**WORK REQUIRED**
Using the data below, copy every line that contains the word "website".

**Stored data**
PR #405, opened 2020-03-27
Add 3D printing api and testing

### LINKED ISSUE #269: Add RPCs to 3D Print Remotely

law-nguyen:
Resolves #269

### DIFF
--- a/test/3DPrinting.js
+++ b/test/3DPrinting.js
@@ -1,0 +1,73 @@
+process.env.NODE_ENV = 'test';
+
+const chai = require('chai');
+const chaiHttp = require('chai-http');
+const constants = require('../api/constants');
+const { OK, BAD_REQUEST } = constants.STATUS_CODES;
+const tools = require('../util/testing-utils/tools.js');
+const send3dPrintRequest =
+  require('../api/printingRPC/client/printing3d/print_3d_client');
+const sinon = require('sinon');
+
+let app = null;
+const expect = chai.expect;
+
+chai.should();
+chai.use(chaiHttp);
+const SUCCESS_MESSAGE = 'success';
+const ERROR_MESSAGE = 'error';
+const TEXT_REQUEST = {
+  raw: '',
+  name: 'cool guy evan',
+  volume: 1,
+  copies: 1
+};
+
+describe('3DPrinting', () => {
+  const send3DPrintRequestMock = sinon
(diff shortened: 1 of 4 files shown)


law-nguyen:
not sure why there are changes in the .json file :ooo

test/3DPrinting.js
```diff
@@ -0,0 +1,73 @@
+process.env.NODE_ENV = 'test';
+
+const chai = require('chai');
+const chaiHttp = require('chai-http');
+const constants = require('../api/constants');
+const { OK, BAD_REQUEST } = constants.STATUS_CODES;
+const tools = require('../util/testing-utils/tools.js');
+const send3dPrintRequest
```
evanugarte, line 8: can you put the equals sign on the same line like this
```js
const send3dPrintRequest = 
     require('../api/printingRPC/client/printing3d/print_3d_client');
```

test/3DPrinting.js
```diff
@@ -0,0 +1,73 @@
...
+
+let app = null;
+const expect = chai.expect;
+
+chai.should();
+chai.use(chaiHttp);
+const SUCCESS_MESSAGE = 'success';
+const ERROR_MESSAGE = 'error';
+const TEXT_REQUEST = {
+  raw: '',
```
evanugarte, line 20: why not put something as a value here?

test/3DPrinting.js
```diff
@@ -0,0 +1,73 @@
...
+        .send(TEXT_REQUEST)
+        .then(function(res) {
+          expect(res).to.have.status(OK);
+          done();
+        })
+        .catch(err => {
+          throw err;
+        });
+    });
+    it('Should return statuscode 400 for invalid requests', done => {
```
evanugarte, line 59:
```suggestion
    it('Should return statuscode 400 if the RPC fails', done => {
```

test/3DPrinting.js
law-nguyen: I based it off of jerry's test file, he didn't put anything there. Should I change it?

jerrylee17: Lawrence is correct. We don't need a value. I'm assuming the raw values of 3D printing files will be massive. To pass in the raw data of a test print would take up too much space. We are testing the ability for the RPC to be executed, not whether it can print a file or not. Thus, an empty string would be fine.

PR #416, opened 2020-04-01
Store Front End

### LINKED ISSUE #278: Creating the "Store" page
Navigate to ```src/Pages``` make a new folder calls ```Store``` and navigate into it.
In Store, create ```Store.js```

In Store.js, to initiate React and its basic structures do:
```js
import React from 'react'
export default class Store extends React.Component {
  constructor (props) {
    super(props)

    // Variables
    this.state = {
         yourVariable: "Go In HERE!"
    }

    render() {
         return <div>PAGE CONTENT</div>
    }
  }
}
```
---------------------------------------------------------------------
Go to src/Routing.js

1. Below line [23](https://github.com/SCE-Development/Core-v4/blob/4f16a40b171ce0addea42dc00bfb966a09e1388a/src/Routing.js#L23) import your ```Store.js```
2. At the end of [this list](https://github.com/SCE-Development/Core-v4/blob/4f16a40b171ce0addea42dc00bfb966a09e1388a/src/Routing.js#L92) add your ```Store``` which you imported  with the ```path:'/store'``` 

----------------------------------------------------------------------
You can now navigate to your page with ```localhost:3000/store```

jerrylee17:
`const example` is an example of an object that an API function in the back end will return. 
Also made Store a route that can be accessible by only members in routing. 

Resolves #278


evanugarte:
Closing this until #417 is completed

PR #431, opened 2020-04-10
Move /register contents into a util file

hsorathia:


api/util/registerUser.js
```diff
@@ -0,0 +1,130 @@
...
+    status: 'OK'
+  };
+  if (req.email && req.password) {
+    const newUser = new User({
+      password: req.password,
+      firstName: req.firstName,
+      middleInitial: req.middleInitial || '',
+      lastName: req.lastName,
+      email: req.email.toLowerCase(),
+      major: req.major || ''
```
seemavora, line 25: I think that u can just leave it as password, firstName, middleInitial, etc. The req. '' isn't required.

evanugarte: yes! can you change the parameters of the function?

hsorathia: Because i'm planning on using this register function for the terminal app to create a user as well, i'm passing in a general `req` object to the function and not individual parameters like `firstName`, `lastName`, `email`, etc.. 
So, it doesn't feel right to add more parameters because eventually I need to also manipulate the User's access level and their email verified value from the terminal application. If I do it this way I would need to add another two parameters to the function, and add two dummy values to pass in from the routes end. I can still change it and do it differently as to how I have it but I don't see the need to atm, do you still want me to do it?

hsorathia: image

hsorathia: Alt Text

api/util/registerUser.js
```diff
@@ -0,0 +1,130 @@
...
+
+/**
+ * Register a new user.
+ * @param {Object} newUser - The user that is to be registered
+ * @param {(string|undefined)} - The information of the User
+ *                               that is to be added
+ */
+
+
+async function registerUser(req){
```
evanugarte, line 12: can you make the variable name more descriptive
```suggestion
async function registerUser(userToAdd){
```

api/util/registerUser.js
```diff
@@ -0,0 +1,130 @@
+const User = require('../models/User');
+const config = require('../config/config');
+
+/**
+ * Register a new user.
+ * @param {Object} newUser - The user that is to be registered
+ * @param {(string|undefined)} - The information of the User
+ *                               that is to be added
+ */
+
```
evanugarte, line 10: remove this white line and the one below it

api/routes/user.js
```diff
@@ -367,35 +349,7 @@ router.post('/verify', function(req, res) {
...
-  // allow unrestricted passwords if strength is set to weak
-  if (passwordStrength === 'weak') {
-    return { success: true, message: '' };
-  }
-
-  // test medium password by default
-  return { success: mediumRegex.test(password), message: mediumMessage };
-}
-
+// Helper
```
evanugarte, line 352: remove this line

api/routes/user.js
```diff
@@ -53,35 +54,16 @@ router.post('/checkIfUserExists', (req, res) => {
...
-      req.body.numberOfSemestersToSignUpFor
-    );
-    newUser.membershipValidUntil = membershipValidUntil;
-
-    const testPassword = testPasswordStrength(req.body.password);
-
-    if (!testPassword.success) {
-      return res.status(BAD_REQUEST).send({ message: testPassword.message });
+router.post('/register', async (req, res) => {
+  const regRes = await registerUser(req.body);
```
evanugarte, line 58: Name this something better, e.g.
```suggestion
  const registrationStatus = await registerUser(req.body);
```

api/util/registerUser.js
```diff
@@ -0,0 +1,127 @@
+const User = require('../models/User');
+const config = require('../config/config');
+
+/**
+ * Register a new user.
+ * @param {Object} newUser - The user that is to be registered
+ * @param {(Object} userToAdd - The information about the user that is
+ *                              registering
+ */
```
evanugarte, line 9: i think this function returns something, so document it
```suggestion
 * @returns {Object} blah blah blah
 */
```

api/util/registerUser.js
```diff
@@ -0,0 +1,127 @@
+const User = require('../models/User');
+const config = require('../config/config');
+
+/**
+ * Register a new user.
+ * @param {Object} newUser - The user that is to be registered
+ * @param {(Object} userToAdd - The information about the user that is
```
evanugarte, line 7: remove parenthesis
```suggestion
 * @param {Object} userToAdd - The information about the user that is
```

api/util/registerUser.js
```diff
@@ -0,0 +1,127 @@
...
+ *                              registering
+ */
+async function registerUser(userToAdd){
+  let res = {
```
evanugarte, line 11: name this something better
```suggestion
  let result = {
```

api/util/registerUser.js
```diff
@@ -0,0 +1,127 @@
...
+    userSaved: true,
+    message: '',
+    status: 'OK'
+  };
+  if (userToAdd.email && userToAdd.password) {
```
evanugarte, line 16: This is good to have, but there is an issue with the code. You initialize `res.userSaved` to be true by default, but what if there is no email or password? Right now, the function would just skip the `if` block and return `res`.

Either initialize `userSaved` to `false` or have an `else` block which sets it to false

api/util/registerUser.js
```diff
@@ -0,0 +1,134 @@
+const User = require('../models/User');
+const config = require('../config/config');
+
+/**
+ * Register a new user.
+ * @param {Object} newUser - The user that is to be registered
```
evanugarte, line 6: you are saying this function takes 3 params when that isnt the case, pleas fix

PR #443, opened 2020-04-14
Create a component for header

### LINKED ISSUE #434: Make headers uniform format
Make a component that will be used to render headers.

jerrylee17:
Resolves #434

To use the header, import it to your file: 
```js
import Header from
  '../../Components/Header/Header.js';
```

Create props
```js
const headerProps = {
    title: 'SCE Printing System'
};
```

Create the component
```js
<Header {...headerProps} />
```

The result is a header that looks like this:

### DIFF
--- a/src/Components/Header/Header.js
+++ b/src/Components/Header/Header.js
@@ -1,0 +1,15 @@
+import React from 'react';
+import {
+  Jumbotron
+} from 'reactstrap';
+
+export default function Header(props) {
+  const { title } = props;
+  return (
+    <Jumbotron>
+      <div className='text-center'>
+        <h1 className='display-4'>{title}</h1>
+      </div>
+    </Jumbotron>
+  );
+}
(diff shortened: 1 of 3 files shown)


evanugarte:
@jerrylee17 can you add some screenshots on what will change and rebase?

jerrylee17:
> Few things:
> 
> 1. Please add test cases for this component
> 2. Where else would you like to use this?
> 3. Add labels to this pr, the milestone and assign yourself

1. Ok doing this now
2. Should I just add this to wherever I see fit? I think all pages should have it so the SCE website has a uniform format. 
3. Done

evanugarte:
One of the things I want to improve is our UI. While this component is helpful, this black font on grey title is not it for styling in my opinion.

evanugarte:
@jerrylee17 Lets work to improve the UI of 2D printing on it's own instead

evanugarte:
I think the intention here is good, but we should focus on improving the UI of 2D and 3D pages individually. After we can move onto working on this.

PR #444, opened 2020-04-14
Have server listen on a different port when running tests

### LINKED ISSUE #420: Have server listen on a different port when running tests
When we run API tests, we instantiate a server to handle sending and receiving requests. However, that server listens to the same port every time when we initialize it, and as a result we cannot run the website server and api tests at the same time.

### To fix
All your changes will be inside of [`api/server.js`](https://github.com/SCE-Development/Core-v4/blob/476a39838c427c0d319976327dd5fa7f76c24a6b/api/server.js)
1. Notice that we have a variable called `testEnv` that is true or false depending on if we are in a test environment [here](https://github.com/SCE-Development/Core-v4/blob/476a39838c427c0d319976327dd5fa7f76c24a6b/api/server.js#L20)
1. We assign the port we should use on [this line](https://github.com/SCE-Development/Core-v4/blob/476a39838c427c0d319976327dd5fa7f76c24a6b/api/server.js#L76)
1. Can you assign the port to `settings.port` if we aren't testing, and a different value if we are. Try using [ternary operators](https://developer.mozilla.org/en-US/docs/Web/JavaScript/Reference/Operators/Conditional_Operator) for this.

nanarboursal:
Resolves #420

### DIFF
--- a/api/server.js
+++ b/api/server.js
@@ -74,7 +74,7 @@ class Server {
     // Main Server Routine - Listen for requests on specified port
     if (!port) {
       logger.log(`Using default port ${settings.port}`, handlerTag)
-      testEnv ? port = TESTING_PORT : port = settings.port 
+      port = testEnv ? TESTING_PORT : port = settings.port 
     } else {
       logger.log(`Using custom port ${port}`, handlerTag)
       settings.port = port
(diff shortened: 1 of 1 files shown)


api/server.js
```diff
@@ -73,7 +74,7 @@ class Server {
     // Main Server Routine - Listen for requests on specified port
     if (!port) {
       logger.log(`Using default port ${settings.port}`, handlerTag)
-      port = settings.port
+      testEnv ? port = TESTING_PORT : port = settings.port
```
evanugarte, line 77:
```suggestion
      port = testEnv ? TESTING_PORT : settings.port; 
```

**WRITTEN SOLUTION**
2. Should I just add this to wherever I see fit? I think all pages should have it so the SCE website has a uniform format. 
When we run API tests, we instantiate a server to handle sending and receiving requests. However, that server listens to the same port every time when we initialize it, and as a result we cannot run the website server and api tests at the same time.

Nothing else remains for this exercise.